* **Exercise brief**
Exactly and only the lines from the one containing "santosh-pingle: datastore edit" through the close of the entries below are to be set down.

########################################

PR #2717, opened 2024-11-11
api support for sync job cancellation. 

### LINKED ISSUE #2695: Add API to cancel sync jobs
The sync jobs are identified by the fhir sync worker class at the moment. but maybe it would be a good idea to create an id that can be used to cancelling the job.

add a new id to identify jobs - so that we can have unique jobs even if they reuse the same fhir sync worker. and that id can be used to cancel jobs.

NA

**Additional context**
NA

@santosh-pingle

santosh-pingle:

Fixes #2695 

**Description**

**Alternative(s) considered**

**Type**
Choose one: Feature

**Checklist**

### DIFF
--- a/demo/src/main/java/com/google/android/fhir/demo/SyncFragment.kt
+++ b/demo/src/main/java/com/google/android/fhir/demo/SyncFragment.kt
@@ -30,6 +30,7 @@ import androidx.fragment.app.viewModels
 import androidx.navigation.fragment.NavHostFragment
 import com.google.android.fhir.demo.extensions.launchAndRepeatStarted
 import com.google.android.fhir.sync.CurrentSyncJobStatus
+import timber.log.Timber
 
 class SyncFragment : Fragment() {
   private val syncFragmentViewModel: SyncFragmentViewModel by viewModels()
@@ -49,9 +50,12 @@ class SyncFragment : Fragment() {
     view.findViewById<Button>(R.id.sync_now_button).setOnClickListener {
       syncFragmentViewModel.triggerOneTimeSync()
     }
+    view.findViewById<Button>(R.id.cancel_sync_button).setOnClickListener {
+      syncFragmentViewModel.cancelOneTimeSyncWork()
+    }
     observeLastSyncTime()
     launchAndRepeatStarted(
-      { syncFragmentViewModel.pollState.collect(::currentSyncJobStatus) },
+      { syncFragmentViewModel.pollState.collect(::updateSyncJobStatus) },
     )
   }
 
@@ -72,25 +76,42 @@ class SyncFragment : Fragment() {
     }
   }
 
-  private fun currentSyncJobStatus(currentSyncJobStatus: CurrentSyncJobStatus) {
-    requireView().findViewById<TextView>(R.id.current_status).text =
+  private fun updateSyncJobStatus(currentSyncJobStatus: CurrentSyncJobStatus) {
+    Timber.d("currentSyncJobStatus: $currentSyncJobStatus")
+    // Update status text
+    val statusTextView = requireView().findViewById<TextView>(R.id.current_status)
+    statusTextView.text =
       getString(R.string.current_status, currentSyncJobStatus::class.java.simpleName)
 
-    // Update progress indicator visibility and handle status-specific actions
+    // Get views once to avoid repeated lookups
     val syncIndicator = requireView().findViewById<ProgressBar>(R.id.sync_indicator)
+    val syncNowButton = requireView().findViewById<Button>(R.id.sync_now_button)
+    val cancelSyncButton = requireView().findViewById<Button>(R.id.cancel_sync_button)
+
+    // Update view states based on sync status
     when (currentSyncJobStatus) {
       is CurrentSyncJobStatus.Running -> {
         syncIndicator.visibility = View.VISIBLE
+        syncNowButton.visibility = View.GONE
+        cancelSyncButton.visibility = View.VISIBLE
       }
       is CurrentSyncJobStatus.Succeeded -> {
         syncIndicator.visibility = View.GONE
         syncFragmentViewModel.updateLastSyncTimestamp(currentSyncJobStatus.timestamp)
+        syncNowButton.visibility = View.VISIBLE
+        cancelSyncButton.visibility = View.GONE
       }
       is CurrentSyncJobStatus.Failed,
+      is CurrentSyncJobStatus.Cancelled, -> {
+        syncIndicator.visibility = View.GONE
+        syncNowButton.visibility = View.VISIBLE
+        cancelSyncButton.visibility = View.GONE
+      }
       is CurrentSyncJobStatus.Enqueued,
-      is CurrentSyncJobStatus.Cancelled,
       is CurrentSyncJobStatus.Blocked, -> {
         syncIndicator.visibility = View.GONE
+        syncNowButton.visibility = View.GONE
+        cancelSyncButton.visibility = View.VISIBLE
       }
     }
   }
--- a/engine/src/main/java/com/google/android/fhir/sync/Sync.kt
+++ b/engine/src/main/java/com/google/android/fhir/sync/Sync.kt
@@ -42,12 +42,14 @@ import com.google.android.fhir.sync.CurrentSyncJobStatus.Succeeded
 import com.google.gson.Gson
 import com.google.gson.GsonBuilder
 import java.time.OffsetDateTime
+import java.util.*
 import kotlinx.coroutines.ExperimentalCoroutinesApi
 import kotlinx.coroutines.flow.Flow
 import kotlinx.coroutines.flow.asFlow
 import kotlinx.coroutines.flow.combine
 import kotlinx.coroutines.flow.flatMapConcat
 import kotlinx.coroutines.flow.mapNotNull
+import timber.log.Timber
 
 object Sync {
   val gson: Gson =
@@ -67,7 +69,7 @@ object Sync {
   inline fun <reified W : FhirSyncWorker> oneTimeSync(
     context: Context,
     retryConfiguration: RetryConfiguration? = defaultRetryConfiguration,
-  ): Flow<CurrentSyncJobStatus> {
+  ): Pair<Flow<CurrentSyncJobStatus>, UUID> {
     val uniqueWorkName = "${W::class.java.name}-oneTimeSync"
     val flow = getWorkerInfo(context, uniqueWorkName)
     val oneTimeWorkRequest =
@@ -78,7 +80,8 @@ object Sync {
         ExistingWorkPolicy.KEEP,
         oneTimeWorkRequest,
       )
-    return combineSyncStateForOneTimeSync(context, uniqueWorkName, flow)
+    val workId = oneTimeWorkRequest.id
+    return Pair(combineSyncStateForOneTimeSync(context, uniqueWorkName, flow), workId)
   }
 
   /**
@@ -95,7 +98,7 @@ object Sync {
   inline fun <reified W : FhirSyncWorker> periodicSync(
     context: Context,
     periodicSyncConfiguration: PeriodicSyncConfiguration,
-  ): Flow<PeriodicSyncJobStatus> {
+  ): Pair<Flow<PeriodicSyncJobStatus>, UUID> {
     val uniqueWorkName = "${W::class.java.name}-periodicSync"
     val flow = getWorkerInfo(context, uniqueWorkName)
     val periodicWorkRequest =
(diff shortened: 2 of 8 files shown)


santosh-pingle:
https://github.com/user-attachments/assets/4b795055-2ec5-4f5e-9d1c-6fca3b29fecd


https://github.com/user-attachments/assets/26e67e9b-68ed-4101-a0f3-7630093edbf3

MJ1998 (changes requested):
One way to do this is to accept `ExistingWorkPolicy` in sync apis. Instead of `ExistingWorkPolicy.KEEP` if application provides `ExistingWorkPolicy.REPLACE`, workmanager library will cancel the current one and add new one with the same name.

Why not the above approach ?

jingtang10 (approved):

engine/src/main/java/com/google/android/fhir/sync/FhirDataStore.kt
```diff
@@ -100,6 +101,21 @@ internal class FhirDataStore(context: Context) {
...
+      preferences[stringPreferencesKey("$workIdKey-key")] = uuid.toString()
+    }
+  }
+
+  /** Fetches the stored UUID from DataStore. */
+  @PublishedApi
+  internal suspend fun fetchWorkId(workIdKey: String): UUID? {
+    val preferences = dataStore.data.first()
+    return preferences[stringPreferencesKey("$workIdKey-key")]?.let { UUID.fromString(it) }
+  }
```
MJ1998, line 117: Should there be some locking mechanism here? 
What if both apis are triggered together for the same workIdKey ?

santosh-pingle: Any specific use case which is tightly coupled with these api?

MJ1998: Yeah I mean application could try to sync / un-sync repeatedly which could lead to a race-condition. I think there should be a lock for each workIdKey. @jingtang10 WDYT ?

engine/src/main/java/com/google/android/fhir/sync/Sync.kt
```diff
@@ -79,6 +81,8 @@ object Sync {
         existingWorkPolicy,
         oneTimeWorkRequest,
       )
+    val workId = oneTimeWorkRequest.id
+    FhirEngineProvider.getFhirDataStore(context).storeWorkId(workId, uniqueWorkName)
```
MJ1998, line 85: Why not save against `uniqueWorkName` instead of `workId` ?

MJ1998, line 85: This will get stored even when the sync is running and existingWorkPolicy is set to KEEP (which will not create any new work requests) ?

MJ1998: Instead if we use uniqueWorkName this problem will not arise. 
We can check if the uniqueWorkName already exists in the FhirDataStore, then do nothing.

MJ1998 (changes requested):

engine/src/main/java/com/google/android/fhir/sync/Sync.kt
```diff
@@ -42,12 +42,14 @@ import com.google.android.fhir.sync.CurrentSyncJobStatus.Succeeded
 import com.google.gson.Gson
 import com.google.gson.GsonBuilder
 import java.time.OffsetDateTime
+import java.util.*
```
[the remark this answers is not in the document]
santosh-pingle: done.

engine/src/main/java/com/google/android/fhir/sync/FhirDataStore.kt
santosh-pingle: done.

engine/src/main/java/com/google/android/fhir/sync/Sync.kt
santosh-pingle: done.

santosh-pingle: done.

engine/src/main/java/com/google/android/fhir/sync/FhirDataStore.kt
```diff
@@ -100,6 +102,25 @@ internal class FhirDataStore(context: Context) {
     runBlocking { dataStore.edit { pref -> pref[lastSyncTimestampKey] = datetime.toString() } }
   }
 
+  private val mutex = Mutex()
```
MJ1998, line 105: This should be a mutex map for each key.  Something like following
```suggestion
  private val mutexMap: Map<String, Mutex>
```
Reason: keys (uniqueWorkName) can be different (example - "onetimesync" and "periodicsync") and we dont want to block either of them.

engine/src/main/java/com/google/android/fhir/sync/FhirDataStore.kt
```diff
@@ -100,6 +102,25 @@ internal class FhirDataStore(context: Context) {
...
+
+  /** Fetches the stored unique-work-name from DataStore. */
+  @PublishedApi
+  internal suspend fun fetchUniqueWorkName(key: String): String? {
+    mutex.withLock {
+      val preferences = dataStore.data.first()
+      return preferences[stringPreferencesKey("$key-key")]
+    }
+  }
+
```
MJ1998, line 123: You should have a `cancelUniqueWorkName` api here and use that in the Sync.kt file.

engine/src/main/java/com/google/android/fhir/sync/Sync.kt
```diff
@@ -261,83 +279,67 @@ object Sync {
...
+      WorkInfo.State.ENQUEUED -> {
+        Enqueued
+      }
+      WorkInfo.State.RUNNING -> {
+        return when (syncJobStatusFromWorkManager) {
+          is SyncJobStatus.Started,
+          is SyncJobStatus.InProgress, -> Running(syncJobStatusFromWorkManager)
+          is SyncJobStatus.Succeeded -> Succeeded(syncJobStatusFromWorkManager.timestamp)
+          is SyncJobStatus.Failed -> Failed(syncJobStatusFromWorkManager.timestamp)
+          null -> Running(SyncJobStatus.Started())
```
MJ1998, line 297: Can you leave a description in the PR about these changes ?

MJ1998 (changes requested):

engine/src/main/java/com/google/android/fhir/sync/FhirDataStore.kt
santosh-pingle: If I understand correctly, you are suggesting canceling the job on the WorkManager in the FhirDataStore?`WorkManager.getInstance(context).cancelUniqueWork(uniqueWorkNameValueFromDataStore).`

engine/src/main/java/com/google/android/fhir/sync/Sync.kt
santosh-pingle: done.

engine/src/main/java/com/google/android/fhir/sync/FhirDataStore.kt
santosh-pingle: I'm not sure why we need to cancel the job in the FhirDataStore?

engine/src/main/java/com/google/android/fhir/sync/FhirDataStore.kt
santosh-pingle: done.

engine/src/main/java/com/google/android/fhir/sync/FhirDataStore.kt
MJ1998: We need to remove the keys from datastore. You are right. You may cancel the work in Sync.kt only but you also need to remove the keys from the datastore. You can have an api to remove the keys from datastore

santosh-pingle: done.

engine/src/main/java/com/google/android/fhir/sync/FhirDataStore.kt
```diff
@@ -100,6 +102,41 @@ internal class FhirDataStore(context: Context) {
     runBlocking { dataStore.edit { pref -> pref[lastSyncTimestampKey] = datetime.toString() } }
   }
 
+  private val mutexMap = mutableMapOf<String, Mutex>()
+
+  private fun getMutexForKey(key: String): Mutex {
+    return mutexMap.getOrPut(key) { Mutex() }
+  }
```
MJ1998, line 109: Make this thread safe
```suggestion
  private val mutexMap = ConcurrentHashMap<String, Mutex>()

  private fun getOrCreateMutex(key: String): Mutex {
      // computeIfAbsent is thread-safe and only creates a Mutex if one doesn't exist.
      return mutexMap.computeIfAbsent(key) { Mutex() }
  }
```

demo/src/main/java/com/google/android/fhir/demo/SyncFragment.kt
```diff
@@ -72,25 +76,42 @@ class SyncFragment : Fragment() {
     }
   }
 
-  private fun currentSyncJobStatus(currentSyncJobStatus: CurrentSyncJobStatus) {
-    requireView().findViewById<TextView>(R.id.current_status).text =
+  private fun collectSyncJobStatus(currentSyncJobStatus: CurrentSyncJobStatus) {
```
MJ1998, line 79: Nit: Earlier name of the function was better
```suggestion
  private fun currentSyncJobStatus(currentSyncJobStatus: CurrentSyncJobStatus) {
```

engine/src/main/java/com/google/android/fhir/sync/Sync.kt
```diff
@@ -64,12 +59,12 @@ object Sync {
    * @param retryConfiguration configuration to guide the retry mechanism, or `null` to stop retry.
    * @return a [Flow] of [CurrentSyncJobStatus]
    */
-  inline fun <reified W : FhirSyncWorker> oneTimeSync(
+  suspend inline fun <reified W : FhirSyncWorker> oneTimeSync(
```
MJ1998, line 62: Why suspend ?

engine/src/main/java/com/google/android/fhir/sync/FhirDataStore.kt
```diff
@@ -100,6 +102,41 @@ internal class FhirDataStore(context: Context) {
...
+  @PublishedApi
+  internal suspend fun removeUniqueWorkName(key: String) {
+    getMutexForKey(key).withLock {
+      dataStore.edit { preferences ->
+        val value = preferences.remove(stringPreferencesKey("$key-key"))
+        Timber.d("Removed value: $value")
+      }
+    }
+
+    synchronized(mutexMap) { mutexMap.remove(key) }
```
MJ1998, line 128: This is not needed. The mutex keys will be garbage collected when not being used.

engine/src/main/java/com/google/android/fhir/sync/Sync.kt
santosh-pingle: unique-work-name api in the datastore are marked as suspend.

MJ1998: Oh yes. Why do the apis need to be suspend ?

santosh-pingle: datastore edit and read performs disk io operations, right?

engine/src/main/java/com/google/android/fhir/sync/FhirDataStore.kt
santosh-pingle: done.

demo/src/main/java/com/google/android/fhir/demo/SyncFragment.kt
santosh-pingle: done.

engine/src/main/java/com/google/android/fhir/sync/FhirDataStore.kt
santosh-pingle: done.

santosh-pingle: done.

engine/src/main/java/com/google/android/fhir/sync/Sync.kt
MJ1998: makes sense. resolving.

MJ1998 (approved):
LGTM. Thanks Santosh.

########################################

* **Written response**
santosh-pingle: datastore edit and read performs disk io operations, right?

engine/src/main/java/com/google/android/fhir/sync/FhirDataStore.kt
santosh-pingle: done.

demo/src/main/java/com/google/android/fhir/demo/SyncFragment.kt
santosh-pingle: done.

engine/src/main/java/com/google/android/fhir/sync/FhirDataStore.kt
santosh-pingle: done.

santosh-pingle: done.

engine/src/main/java/com/google/android/fhir/sync/Sync.kt
MJ1998: makes sense. resolving.

MJ1998 (approved):
LGTM. Thanks Santosh.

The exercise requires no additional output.